PROVIDED MATERIAL:
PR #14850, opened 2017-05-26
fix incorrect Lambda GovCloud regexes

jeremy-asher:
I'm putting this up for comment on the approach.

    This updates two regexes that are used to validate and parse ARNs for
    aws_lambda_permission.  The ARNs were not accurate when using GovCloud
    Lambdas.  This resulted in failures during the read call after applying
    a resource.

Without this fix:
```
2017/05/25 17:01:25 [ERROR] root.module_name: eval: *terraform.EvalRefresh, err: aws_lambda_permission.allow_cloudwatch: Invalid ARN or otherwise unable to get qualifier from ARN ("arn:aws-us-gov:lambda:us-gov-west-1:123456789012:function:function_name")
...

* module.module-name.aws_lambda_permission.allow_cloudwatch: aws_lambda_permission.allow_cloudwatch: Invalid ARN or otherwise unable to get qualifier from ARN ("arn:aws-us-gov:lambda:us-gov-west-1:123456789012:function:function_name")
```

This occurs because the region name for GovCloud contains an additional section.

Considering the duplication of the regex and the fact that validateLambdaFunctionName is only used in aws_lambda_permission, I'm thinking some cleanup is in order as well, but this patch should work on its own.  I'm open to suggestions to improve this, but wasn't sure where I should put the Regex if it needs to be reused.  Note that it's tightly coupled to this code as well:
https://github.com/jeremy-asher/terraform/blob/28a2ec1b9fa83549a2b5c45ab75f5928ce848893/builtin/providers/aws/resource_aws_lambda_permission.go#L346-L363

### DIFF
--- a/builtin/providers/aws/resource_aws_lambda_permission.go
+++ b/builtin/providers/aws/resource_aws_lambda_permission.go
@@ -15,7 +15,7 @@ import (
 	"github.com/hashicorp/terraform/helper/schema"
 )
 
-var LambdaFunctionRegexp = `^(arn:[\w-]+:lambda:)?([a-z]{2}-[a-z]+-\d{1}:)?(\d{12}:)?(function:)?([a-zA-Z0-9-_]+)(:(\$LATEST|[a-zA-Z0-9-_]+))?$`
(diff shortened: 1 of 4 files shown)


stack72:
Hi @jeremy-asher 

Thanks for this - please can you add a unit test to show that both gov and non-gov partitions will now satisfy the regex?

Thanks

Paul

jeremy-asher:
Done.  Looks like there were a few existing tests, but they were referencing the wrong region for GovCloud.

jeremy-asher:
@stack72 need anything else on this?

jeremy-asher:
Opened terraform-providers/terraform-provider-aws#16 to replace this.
--
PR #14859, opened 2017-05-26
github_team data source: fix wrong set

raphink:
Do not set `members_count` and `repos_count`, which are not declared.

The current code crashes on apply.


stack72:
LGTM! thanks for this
==
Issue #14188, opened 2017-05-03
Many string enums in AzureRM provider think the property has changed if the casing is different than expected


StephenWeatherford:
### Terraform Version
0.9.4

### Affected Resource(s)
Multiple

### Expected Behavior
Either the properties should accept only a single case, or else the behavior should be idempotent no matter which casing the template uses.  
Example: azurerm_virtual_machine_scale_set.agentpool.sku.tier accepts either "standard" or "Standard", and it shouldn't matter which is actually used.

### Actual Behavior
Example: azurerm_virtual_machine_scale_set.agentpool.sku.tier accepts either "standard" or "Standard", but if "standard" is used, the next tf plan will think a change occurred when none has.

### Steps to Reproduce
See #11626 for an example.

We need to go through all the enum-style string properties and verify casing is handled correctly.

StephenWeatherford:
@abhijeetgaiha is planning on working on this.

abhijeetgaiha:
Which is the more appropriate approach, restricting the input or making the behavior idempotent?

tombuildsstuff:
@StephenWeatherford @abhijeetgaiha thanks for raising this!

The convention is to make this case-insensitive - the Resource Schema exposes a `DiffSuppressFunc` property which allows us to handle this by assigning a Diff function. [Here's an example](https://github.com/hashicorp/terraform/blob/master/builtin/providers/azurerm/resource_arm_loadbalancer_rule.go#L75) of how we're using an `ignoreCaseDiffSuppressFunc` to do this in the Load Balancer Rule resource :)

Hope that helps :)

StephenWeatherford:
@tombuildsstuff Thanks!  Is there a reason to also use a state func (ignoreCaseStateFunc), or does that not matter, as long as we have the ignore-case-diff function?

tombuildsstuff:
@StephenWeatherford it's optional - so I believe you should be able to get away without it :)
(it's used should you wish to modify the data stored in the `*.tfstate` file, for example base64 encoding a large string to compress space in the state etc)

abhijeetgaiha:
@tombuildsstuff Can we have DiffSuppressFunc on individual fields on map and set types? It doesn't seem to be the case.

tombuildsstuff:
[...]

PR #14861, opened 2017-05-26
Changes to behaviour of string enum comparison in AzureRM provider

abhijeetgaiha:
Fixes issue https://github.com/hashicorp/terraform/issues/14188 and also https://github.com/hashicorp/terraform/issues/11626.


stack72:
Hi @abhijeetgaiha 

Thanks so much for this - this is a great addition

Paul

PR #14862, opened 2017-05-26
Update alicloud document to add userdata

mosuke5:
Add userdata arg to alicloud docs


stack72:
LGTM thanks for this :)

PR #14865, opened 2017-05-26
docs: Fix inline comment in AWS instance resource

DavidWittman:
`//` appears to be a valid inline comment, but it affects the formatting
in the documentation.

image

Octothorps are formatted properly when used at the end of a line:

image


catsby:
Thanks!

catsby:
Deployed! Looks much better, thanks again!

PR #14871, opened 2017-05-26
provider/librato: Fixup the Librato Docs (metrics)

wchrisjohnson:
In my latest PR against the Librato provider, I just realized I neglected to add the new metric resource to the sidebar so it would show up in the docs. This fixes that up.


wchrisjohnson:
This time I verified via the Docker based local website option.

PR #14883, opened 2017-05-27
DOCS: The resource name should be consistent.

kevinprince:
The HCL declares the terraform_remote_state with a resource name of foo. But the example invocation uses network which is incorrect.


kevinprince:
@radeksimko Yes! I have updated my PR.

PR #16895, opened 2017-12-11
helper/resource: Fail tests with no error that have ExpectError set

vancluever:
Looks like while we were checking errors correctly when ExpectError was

TASK TO CARRY OUT: Report the number of lines in the listing above that hold the word "standard", and give no other text.

YOUR RESPONSE: 2